3. Proxy configuration
Because I don't want to write http://127.0.0.1:8080 for every request in the page , and I use the webpack project template of element ui,
I want to use a proxy (I don't know if it is appropriate to call this):
devServer: {
host: '127.0.0.1',
port: 8010,
proxy: {
'/api/': {
target: 'http://127.0.0.1:8080',
changeOrigin: true,
pathRewrite:{
'/api':'/xxxxxx'
}
}
}Change the ajax request to the following:
this.$axios.post('/api/xx/xxx', {}, {
headers: {
"Content-Type": "application/json;charset=utf-8"
}
}).then(function(response) {
// 这里是处理正确的回调
}).catch(function(response) {
// 这里是处理错误的回调
console.log(response)
});It is said on the Internet that it is configured as proxyTable, and the plug-in http-proxy-middleware is used. I installed the plug-in and changed it to this. Webpack always reports an error, saying that proxyTable is an illegal configuration and cannot be recognized.
I have no choice but to change to the proxy that comes with the template. It can be used and why it can be used. I don't know why proxyTabel can't be used, and I don't understand it. If you know, you can give pointers.
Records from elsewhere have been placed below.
PR #1388, opened 2025-03-07
[skrifa] malloc free cycle detection

dfrg:
This is similar to Behdad's implementation: an extension of Floyd's tortoise and hare algorithm to DFS traversals but we use a fixed sized array rather than a linked list for obvious Rust reasons (the borrow checker doesn't like linked lists).

See https://github.com/harfbuzz/harfbuzz/pull/5074 for some background

### DIFF
--- a/skrifa/src/decycler.rs
+++ b/skrifa/src/decycler.rs
@@ -1,0 +1,178 @@
+//! Support for cycle detection in DFS graph traversals.
+
+use core::ops::{Deref, DerefMut};
+
+#[derive(Copy, Clone, Debug)]
+pub(crate) enum DecyclerError {
+    DepthLimitExceeded,
+    CycleDetected,
+}
+
+/// Cycle detector for DFS traversal of a graph.
+///
+/// The graph is expected to have unique node identifiers of type `T`
+/// and traversal depth is limited to the constant `D`.
+///
+/// This is based on `hb_decycler_t` in HarfBuzz (https://github.com/harfbuzz/harfbuzz/blob/a2ea5d28cb5387f4de2049802474b817be15ad5b/src/hb-decycler.hh)
+/// which is an extension of Floyd's tortoise and hare algorithm (https://en.wikipedia.org/wiki/Cycle_detection#Floyd's_tortoise_and_hare)
+/// to DFS traversals.
+///
+/// Unlike the implementation in HB which supports traversals of arbitrary
+/// depth, this is limited to a constant value. Instead of building a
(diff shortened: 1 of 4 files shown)


behdad:
Looks good to me. I thought about moving my depth-limit tracking to the decycler as well, but didn't in the end.

behdad:
Wait a second. The reason I didn't integrate the depth detection in the decycler in HB is this:
- Since paint offsets are positive, we don't need to do decycling work in each paint visit.
- Only paints that can "jump back" (PaintColrLayers and PaintColrGlyphs) will consume a decycler node; and we have different decycler for those two.
- The depth counter however applies to all paints.

That's why we have them separate. Though, maybe the cost of updating the decycler on each paint is not measurable for you.

dfrg:
Right, this actually tracks traversal depth twice in the current COLR implementation. The decycler needs to check the array bounds anyway so that one is essentially free (and might be useful for VARC?). The additional check handles the full graph including nodes that can’t cycle.

behdad:
Yeah we use our decycler in COLRv1, VARC, and glyf composites so far.

behdad:
Notably GSUB/GPOS should NOT have a decycler since it's legit to recurse to the same lookup...

skrifa/src/decycler.rs
```diff
@@ -0,0 +1,178 @@
...
+    /// Returns an error when a cycle is detected or the max depth of the
+    /// traversal is exceeded. Otherwise, increases the current depth and
+    /// returns a guard object that will decrease the depth when dropped.
+    ///
+    /// The guard object derefs to the decycler, so it can be passed to
+    /// a recursive traversal function to check for cycles in descendent
+    /// nodes in a graph.
+    pub fn enter(&mut self, node_id: T) -> Result<DecyclerGuard<T, D>, DecyclerError> {
+        if self.depth < D {
+            if self.depth == 0 || self.node_ids[self.depth / 2] != node_id {
```
cmyr, line 57: is the idea here that if a cycle exists, it will eventually be the case that the second condition fails?

(nm, read linked wikipedia page)

cmyr (approved):
looks nice and clean.

skrifa/src/decycler.rs
dfrg: Exactly, this algorithm _eventually_ detects cycles. This is essentially a trade off: the happy path is fast and doesn't allocate but we don't catch cycles immediately for malformed data. We do seem to always catch them long before we hit the recursion limit so there's still a definite benefit with very little cost.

Although the proxy configuration is set, the request can be made normally, but it turns out that the requested session is different, and I feel so tired! ! !
No way, I can only look at whether there is a problem with the request header, and find that there are session restrictions in the returned header, as follows:
set-cookie:JSESSIONID=node0v5dmueoc119rb42b59k5qf3w0.node0;Path=/xxxxIt is required that cookies can only be used under /xxxx, which is the root path of the project, so I changed the proxy to:
devServer: {
host: '127.0.0.1',
port: 8010,
proxy: {
'/xxxx/': {
target: 'http://127.0.0.1:8080',
changeOrigin: true
}
}The session is back to normal again and can be used; I don't know why it can't be used in the form of api mapping.
This is the process of solving this cross-domain session problem, I hope it will help you a little!